What is required: From the records below, print exactly the lines starting at the one containing "and Template classes" and ending at the one containing "- The Problems", ends included, and nothing else.

====

PR #293, opened 2018-06-11
Adding tests for EventDispatcher class

ollelauribostrom:
### Summary of Changes
* Added tests for the EventDispatcher class (in model.ts)


yurydelendik:
Thank you for the patch.

PR #294, opened 2018-06-11
Adding tests for Problem class

ollelauribostrom:
### Summary of Changes
* Added tests for the Problem class (in model.ts)


yurydelendik:
Thank you for the patch

PR #296, opened 2018-06-12
Removing nested classes and adding tests (Controller, DnD, Template)

ollelauribostrom:
This makes it easier to test both the concerned components and the classes that previously were nested inside of them.

### Summary of Changes
* Broken out nested Controller and DnD classes from DirectoryTree.tsx & Problems.tsx to make them easier to test
* Moved FileTemplate and ProblemTemplate classes to seperate file (now inherits from shared Template class)
* Added tests for Controller, DnD and Template classes


yurydelendik:
Thank you for the patch.

PR #297, opened 2018-06-12
Listen to onDidChangeProblems in ControlCenter.tsx

ollelauribostrom:
The Problems tab in the ControlCenter does not update on new problems (in other words, it gives no indication that there is a problem). This PR fixes this by registering a listener for onDidChangeProblems events when the ControlCenter component mounts.

### Summary of Changes
* Listen to onDidChangeProblems in ControlCenter.tsx

### Test Plan
- Create empty C project
- Open main.c
- Change 42 to a string
- Save 
- Build
- The Problems tab should now indicate that there is one problem


yurydelendik:
Thank you.

Issue #288, opened 2018-06-05
Don't expose all actions in upload file/dir dialog


yurydelendik:
Currently, the upload file and directory dialog uses standard content menu:

<img width="472" alt="screen shot 2018-06-05 at 10 02 00 am" src="https://user-images.githubusercontent.com/1523410/40984486-a367f6cc-68a7-11e8-9f33-c4e4a45825ad.png">

IMHO, it is not expected to have *all* actions in this content menu. The "rename", "delete" might be just enough for this functionality

PR #307, opened 2018-06-19
Limiting the amount of actions in upload file/dir dialog

ollelauribostrom:
Associated Issue: #288 

### Summary of Changes
* Added a new prop to DirectoryTree.tsx (makes it possible to only show upload related actions)
* Updated UploadFileDialog.tsx (passing the new prop and adding edit file functionality)
* Added two test cases

### Test Plan
- Create C "hello, world" project
- Open the upload dialog
- Upload some files
- Verify that you now only see the "edit" and "delete" actions when opening the context menu


yurydelendik:
Thank you for the patch.

PR #310, opened 2018-06-20
Extract models from model.ts

ollelauribostrom:
### Summary of Changes
* Extracting all models from model.ts to own files in /models
* Updating all imports


yurydelendik:
Looks good. Thank you for the patch.

Issue #131, opened 2018-02-23
Upload directories


yurydelendik:
See https://github.com/wasdk/WebAssemblyStudio/pull/36#issuecomment-363899987

We need to investigate if it's possible to upload a directory. It will provide alternative to have templates locally and upload them into WebAssembly Studio.

yurydelendik:
See https://developer.mozilla.org/en-US/docs/Web/API/HTMLInputElement/webkitdirectory

haxxorsid:
It will be helpful if someone first works on #39 and also adds drag, drop functionality.
Then this can work out a bit easier.

mbebenita:
Partially fixed by #154, there's sill some follow up work to be done here, like error checking and dragging and dropping.

PR #311, opened 2018-06-20
Implementing drag and drop upload of directories

ollelauribostrom:
Associated Issue: #131

### Summary of Changes
* Using DataTransferItemList (dataTransfer.items) instead of FileList (dataTransfer.files)
* Adding a function to recursively read an uploaded directory

### Test Plan
- Upload a folder via drag and drop
- Verify that this works in both Firefox and Chrome
- It should now also be possible to move files around in the upload file/dir dialog


yurydelendik:
Thank you for the patch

====

Result of the exercise:
* Added tests for Controller, DnD and Template classes


yurydelendik:
Thank you for the patch.

PR #297, opened 2018-06-12
Listen to onDidChangeProblems in ControlCenter.tsx

ollelauribostrom:
The Problems tab in the ControlCenter does not update on new problems (in other words, it gives no indication that there is a problem). This PR fixes this by registering a listener for onDidChangeProblems events when the ControlCenter component mounts.

### Summary of Changes
* Listen to onDidChangeProblems in ControlCenter.tsx

### Test Plan
- Create empty C project
- Open main.c
- Change 42 to a string
- Save 
- Build
- The Problems tab should now indicate that there is one problem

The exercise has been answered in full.